Cell Biology Program, Memorial Sloan-Kettering Cancer Center, New York, NY 10065, USA; BCMB Allied Program, Weill Cornell Medical College, New York, NY 10065, USA.
Cell Rep. 2016 Feb 23;14(7):1581-1589. doi: 10.1016/j.celrep.2016.01.055. Epub 2016 Feb 11.
Pathogens attack host cells by deploying toxins that perturb core host processes. Recent findings from the nematode C. elegans and other metazoans indicate that surveillance or "effector-triggered" pathways monitor functioning of these core processes and mount protective responses when they are perturbed. Despite a growing number of examples of surveillance immunity, the signaling components remain poorly defined. Here, we show that CEBP-2, the C. elegans ortholog of mammalian CCAAT-enhancer-binding protein gamma, is a key player in surveillance immunity. We show that CEBP-2 acts together with the bZIP transcription factor ZIP-2 in the protective response to translational block by P. aeruginosa Exotoxin A as well as perturbations of other processes. CEBP-2 serves to limit pathogen burden, promote survival upon P. aeruginosa infection, and also promote survival upon Exotoxin A exposure. These findings may have broad implications for the mechanisms by which animals sense pathogenic attack and mount protective responses.

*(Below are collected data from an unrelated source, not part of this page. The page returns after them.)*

Issue #140, opened 2014-01-17
Can we get a template for Kali Linux ?


lethargic87:
hi there
I was wondering if there is a template for Kali (new BackTrack) in the way?!
As you know this distro is mostly used for penetration and security reasons and it is not suitable for everyday use so we use it mostly in VMs! I think a template for this specific distro can help a lot of people as full Virtualization uses a lot of resources and is cumbersome! 
thanks

ak2766:
I'm late to the party.

Even if Kali can run inside LXC, I doubt it will be possible to do any wifi hacking - educate me please!

ak.

postfix:
https://testpurposes.net/2015/05/05/using-lxc-containers-to-partially-replace-virtual-machines/

Kentoseth:
Going back to this old issue (I am working on sweeping up LXC issues), I don't think using Kali within LXC is as good an idea as using a full VM layer (these are my own security considerations - but everyone is entitled to their own opinions).

With that being said, @lethargic87 have you tested out @vince06fr's suggestion?

This issue is quite old, so it will be a good idea to resolve it.

brauner:
As it seems that kali can simply be created from debian I think we can close this issue. Feel free to reopen if I'm wrong.

PR #1587, opened 2017-05-26
Kali Linux template for LXC (modified debian)

binkybear:
This is a modification of lxc-debian.in and debian template to support Kali Linux.  

Tested on Ubuntu 16.

Supports following issue: https://github.com/lxc/lxc/issues/140

Signed-off-by: binkybear <binkybear@nethunter.com>

### DIFF
--- a/config/templates/Makefile.am
+++ b/config/templates/Makefile.am
@@ -20,6 +20,8 @@ templatesconfig_DATA = \
 	gentoo.common.conf \
 	gentoo.moresecure.conf \
 	gentoo.userns.conf \
+	kali.common.conf \
+	kali.userns.conf \
 	nesting.conf \
 	opensuse.common.conf \
 	opensuse.userns.conf \
--- a/config/templates/kali.common.conf.in
+++ b/config/templates/kali.common.conf.in
@@ -1,0 +1,28 @@
+# This derives from the global common config
+lxc.include = @LXCTEMPLATECONFIG@/common.conf
+
+# Doesn't support consoles in /dev/lxc/
+lxc.devttydir =
+
+# When using LXC with apparmor, the container will be confined by default.
+# If you wish for it to instead run unconfined, copy the following line
+# (uncommented) to the container's configuration file.
+#lxc.aa_profile = unconfined
+
+# If you wish to allow mounting block filesystems, then use the following
+# line instead, and make sure to grant access to the block device and/or loop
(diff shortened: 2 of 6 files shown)


hallyn:
First, it seems you're re-enabling root password logins and re-setting the default root password of 'toor'.  I'd certainly prefer you drop that.

Also, looking at the diff between lxc-kali.in and lxc-debian.in, I can't help but feel we'd be better served with a more generalized lxc-debian-base.in which takes a few variables, and by default installs a debian system;  debian derivatives could then use it and make any other tweaks they need.

Maybe that actually doesn't work out long term as debian changes and derivatives do not...  But this sure seems like a lot of copied boilerplate which, if there is a security issue inherent in all of them, will need to be reproduced, probably be forgotten, hence not fixed.

So I guess this (commonality) is something for later discussion.  But please reply about the root password.

binkybear:
@hallyn - By default in all Kali distributions the password is "toor" and it has always been that way (since Backtrack/before Kali).  Kali is not meant to be a "daily driver" and so by default it usually has SSH and default passwords set.

I see your point though in having to manage two different templates that are pretty much based off the same template.  Changes to Debian template may not necessarily make it into Kali template.

hallyn:
Please make the default no password, with a --set-root-pwd option. I.e.

Lxc-create -t kali -n c1 -- --set-root-pwd

Will make toor the pwd

hallyn:
Do you have any objections to my doing these changes for you?

binkybear:
@hallyn - Sorry been a bit busy.  I have no objections if you have time to make changes.  Thank you!

hallyn:
I've updated the template to follow the same env variables as lxc-fedora and lxc-centos (which I don't much like, but is better than having even more incompatible password schemes).  The result is in branch 'kali2' in github.com/hallyn/lxc.  Now when I try to use it, I get:

Installing packages:
chroot: failed to run command ‘apt-key’: No such file or directory
chroot: failed to run command ‘apt-get’: No such file or directory
chroot: failed to run command ‘apt-get’: No such file or directory

hallyn:
So, to be clear, I'm leaving it at that, you can build on that or not, as you choose.

brauner:
We've been keeping this PR around for a couple of months. I'm closing now but if you add another PR with the changes requested we won't object to merging.

PR #556, opened 2017-01-16
Bug 777266: Environment default value

simonnagl:
Solution for https://bugzilla.gnome.org/show_bug.cgi?id=777266

Please tell me if you prefer patches at bugzilla.

Now we only try to replace valid variable names.
I also removed the support for variables named for e.g. PROGRAMFILES(X86). Had this a special meaning?

Do I need to write a test case for this? If yes can you point me to a similar test?

Thank you for reviewing this in advance.

### DIFF
--- a/.gitignore
+++ b/.gitignore
@@ -13,3 +13,5 @@
 
 /doxygen_docs
 /doxygen.tag
+
+build/*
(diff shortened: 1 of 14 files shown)


doxygen:
Windows allows environment variable _names_ with braces! So this was added as a specific fix for this bug report https://bugzilla.gnome.org/show_bug.cgi?id=547759 (the second to last comment)

simonnagl:
I added the support for variable names with braces and dots. Please recheck.

simonnagl:
Added regression tests for environment variables with default substitution.
Testing the real replacement would need another <identifier> which may look the like this:

- env:    'argument' is a line that which sets an environment variable passed to Doxygen.

simonnagl:
Added also regression tests for environment variable substitution.

PR #562, opened 2017-04-06
Make use of clang compilation database in clang assisted parsing

dvj:
See: https://clang.llvm.org/docs/JSONCompilationDatabase.html

This uses clang-tooling to read in a compilation database so that clang assisted parsing can use the actual compilation arguments. This is mostly meant as a replacement to using `CLANG_OPTIONS`, which is either very difficult or impossible to get right, depending on project complexity.

Dimitri expressed interest in this http://clang-developers.42468.n3.nabble.com/Doxygen-1-8-4-uses-libclang-to-improve-parsing-tp4032204p4032209.html

The code changes are fairly straight-forward, but to make this build easily, the changes require clang 3.9+. Clang switched to a CMake build system in 3.8 and got the kinks worked out by 3.9. In particular, this relies on `find_package(Clang)` to get the link lines correct. In this respect, it may be worth adding another option (`use_clang_tooling`?) to support only this new code. On macOS, this entails using `libc++` over `libstdc++`.

As written, this ignores the options in `CLANG_OPTIONS` if the database is found from `CLANG_COMPILATION_DATABASE_PATH` and the currently parsed file is in the database.

Also note that I didn't indent a code block in `clangparser.cpp` to make this PR easier to read. 

To make use of this feature in an end-user project, if using CMake, it's as simple as adding:
```    set(CMAKE_EXPORT_COMPILE_COMMANDS ON CACHE INTERNAL "")```
to your top level `CMakeLists.txt` to generate the compilation database, and then adding
```    CLANG_COMPILATION_DATABASE_PATH=<path to cmake build dir>```
to your doxygen file.

### CODE REVIEW

**Comment by ycdtosa** [comment]
i hope this one gets merged...
CLANG_OPTIONS is a pain to use.

File: src/config.xml [hunk 1]
```diff
@@ -1637,6 +1637,20 @@ to disable this feature.
 ]]>
       </docs>
     </option>
+    <option type='string' id='CLANG_COMPILATION_DATABASE_PATH' setting='USE_LIBCLANG' defval='0'>
+      <docs>
+<![CDATA[
+ If clang assisted parsing is enabled you can provide the clang parser with the
+ path to the <a href="http://clang.llvm.org/docs/HowToSetupToolingForLLVM.html">
+ compilation database</a> used when the files were built. This is equivilent to
```
lrineau: typo on `equivilent`

PR #564, opened 2017-04-28
fix typo

3nids:


3nids:
I think this PR is not repsonsible of the build timeout on Travis.
I think it can be merged safely.

PR #566, opened 2017-05-09
fixes vhdl literal bug

olagrottvik:
A small change in vhdlparser.jj (and updated code with javacc) that fixes bug reported in [bug 782375 ](https://bugzilla.gnome.org/show_bug.cgi?id=782375)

病原体通过部署扰乱宿主核心进程的毒素来攻击宿主细胞。最近在秀丽隐杆线虫和其他后生动物中的发现表明,监视或“效应子触发”途径监测这些核心过程的功能,并在受到干扰时启动保护反应。尽管监视免疫的例子越来越多,但信号成分仍未得到很好的定义。在这里,我们表明,CEBP-2 是哺乳动物 CCAAT 增强子结合蛋白 γ 的秀丽隐杆线虫同源物,是监视免疫中的关键参与者。我们表明,CEBP-2 与 bZIP 转录因子 ZIP-2 一起作用,在对铜绿假单胞菌外毒素 A 引起的翻译阻断以及其他过程的干扰产生保护反应。CEBP-2 可限制病原体负担,促进铜绿假单胞菌感染后的存活,并促进外毒素 A 暴露后的存活。这些发现可能对动物感知致病攻击和启动保护反应的机制具有广泛的意义。